At 8:32 AM -0700 on 4/15/04, Tom Green wrote:
Hi,

Some people have suggested maintaining black lists and
white lists to avoid spammers and allow legitimate
callers into the network. However, the problem with
this method is that the spammer's IP address might
change due to DHCP. Today a spammer might get
aaa.bbb.ccc.ddd and lets say that I put this address
in my blacklist. To my annoyance, tomorrow a
legitimate caller might get aaa.bbb.ccc.ddd and the
spammer might get a different IP address. In the end,
I end up blocking the legitimate caller also. Any
ideas or thoughts to on this problem is appreciated.

Thanks,
Tom

I've read the rest of this thread about PKI, shared certs, etc. but I think that an important middle step is being missed by everyone.


I believe strongly in the concept of end-to-end connectivity as the "optimal" method to ensure authentication and authorization between two user agents (web, voip, email, whatever.) However, it is often difficult to build such mechanisms that are easily used by the "end user." Most end users will happily hand over the responsibility for protection against "spam" in any form to a central administrator, and I think that as a first step it is appropriate to move the smart stuff to a central server instead of to every user's desktop (though eventually there should be smart stuff on the desktop.)

To this end: why is it _mandatory_ that all VOIP endpoints accept calls from other endpoints? Of course, you could filter based on some type of kludge-y network filters, but that is ugly and does not scale. SIP (and possibly IAX; I haven't looked at it much) have the ability to demand credentials from the remote host. Why don't we use these features?

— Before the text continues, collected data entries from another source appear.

PR #2071, opened 2026-07-03
Update StatefulMacros

LePips:
Have debugged the failing archiving a bit more, needed to restructure the products a bit on StatefulMacros.


JPKribs (approved):
Thanks for working on this BTW! This type of troubleshooting is always very frustrating so I wanted to say that your time on this is really appreciated!

PR #2073, opened 2026-07-10
Add tvOS home hero carousel

Kief5555:
## Summary

- add a focused hero carousel at the start of the tvOS home screen
- use the existing Recently Added items instead of adding a new data source
- support automatic progress, reduced-motion behavior, and left/right remote navigation
- keep Continue Watching as a regular poster row beneath the hero

## Validation

- SwiftFormat lint
- SwiftLint strict
- tvOS Xcode analysis

PR #2074, opened 2026-07-10
Add tvOS home hero carousel

Kief5555:
Replaces #2073 with the intended tvOS-only scope.

## Summary

- add a focused hero carousel at the start of the tvOS home screen
- use the existing Recently Added items instead of adding a new data source
- support automatic progress, reduced-motion behavior, and left/right remote navigation
- keep Continue Watching as a regular poster row beneath the hero

## Validation

- SwiftFormat lint
- SwiftLint strict
- tvOS Xcode build and analysis


LePips:
First, apologies but this does come right when I'm finalizing other work in #2075 that would finally be able to introduce a hero carousel element.

Second, please take some more caution in bringing changes from another fork and branch management to prevent the issues we are seeing in your last and this PR.

Kief5555:
Sorry, I'm not sure whats going on with GH. I select the other fork and it creates it on here instead of showing it somewhere else.

PR #2103, opened 2026-07-17
More glass support, tvOS glass

LePips:
Part of #1928

- Remove `ToolbarPillButtonStyle`, opting instead to back ported glass styling
- Make backported glass button styles
	- Initially generated by Codex
- Unify some save/confirm logic to be toolbar items instead of within lists
- Have tvOS have liquid glass enabled.

Glass effects are applied in a variety of methods and styles. Still trying to figure out best practices to do so, but good enough for now. Still trying to converge on glass effects to not have special-cased styles (supplement title, capsule). 

There are some tinting issues, but am willing to allow them pass to be fixed during TestFlight track:
- Delete toolbar button takes accent color instead of red on back ported glass style
- Text color on glass buttons in list is primary text instead of overlay color
- "From beginning" button has odd styling
- Video player episode supplement button overlay clipped


JPKribs (approved):

PR #2106, opened 2026-07-18
Fix library style sourcing

### LINKED ISSUE #2093: The Layout settings for the Libraries are not working.
If you click the layout settings in the top-right corner of the media library, the function works correctly.
However, if you go to the app's settings, select "Advanced," then "Libraries", and choose "Layout", selecting a different layout style has no effect. Regardless of the Layout chosen, the final Layout of the Libraries is Grid-Poster.

iPhone 12 Pro, iPad Pro 2th

iOS, iPadOS, 18.7.1

1.5 (12)

10.11.11

LePips:
Closes #2093

Also some cleanup.


JPKribs (approved):

PR #2108, opened 2026-07-18
Engine `PlatformViewRepresentable`

LePips:
Motivated by macOS work, begin to use some of Engine's shared platform protocols.


JPKribs (approved):
Exciting stuff! Tested and (expectedly) nothing is changed (for now)

Issue #894, opened 2022-08-23
CVODES sim with time-dependent variables doesn't compile


MichaelClerx:
```
#!/usr/bin/env python
import myokit

model = myokit.parse_model('''
[[model]]
c.x = 0.5

[c]
time = 0 bind time
dot(x) = (1 - x) / 1000
V = time
g = 1
i = g * V
''')

p = ['c.g']
i = ['c.i']
myokit.Simulation(model, sensitivities=(i, p))
```

```
    /tmp/tmpuc9hddgvmyokit/source.c: In function ‘Model_EvaluateSensitivityOutputs’:
    /tmp/tmpuc9hddgvmyokit/source.c:797:32: error: ‘S0_V_V’ undeclared (first use in this function); did you mean ‘S0_V_i’?
      797 |     S0_V_i = 1.0 * V_V + P_g * S0_V_V;
          |                                ^~~~~~
          |                                S0_V_i
    /tmp/tmpuc9hddgvmyokit/source.c:797:32: note: each undeclared identifier is reported only once for each function it appears in
```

Here is my ideal world: When a SIP INVITE (or NOTIFY, or whatever) hits my desk SIP phone, it should refuse the message with a "401 Unauthorized" message. Without correct credentials, messages simply aren't allowed past the threshhold of the SIP UA. This should be a configurable option on my SIP UA - maybe I have some reasons to allow all messages from all hosts at some time. However, most of the time I would want my SIP server (Asterisk, SER, whatever) to be in the path, and that "smart" gateway could do my blacklisting, authentication (PKI, etc.) and other tasks which would require more brains and more central administration.

No SIP device that I've ever seen has the option to deny SIP messages from all but authenticated hosts. Why is that? Seems pretty obvious. It's always the other way around - SIP proxies allow or disallow messages according to authentication credentials (shared secret.) Since I've never seen this in place, perhaps it is the case that I am mis-understanding how authentication can possibly work with SIP between a UA and a proxy?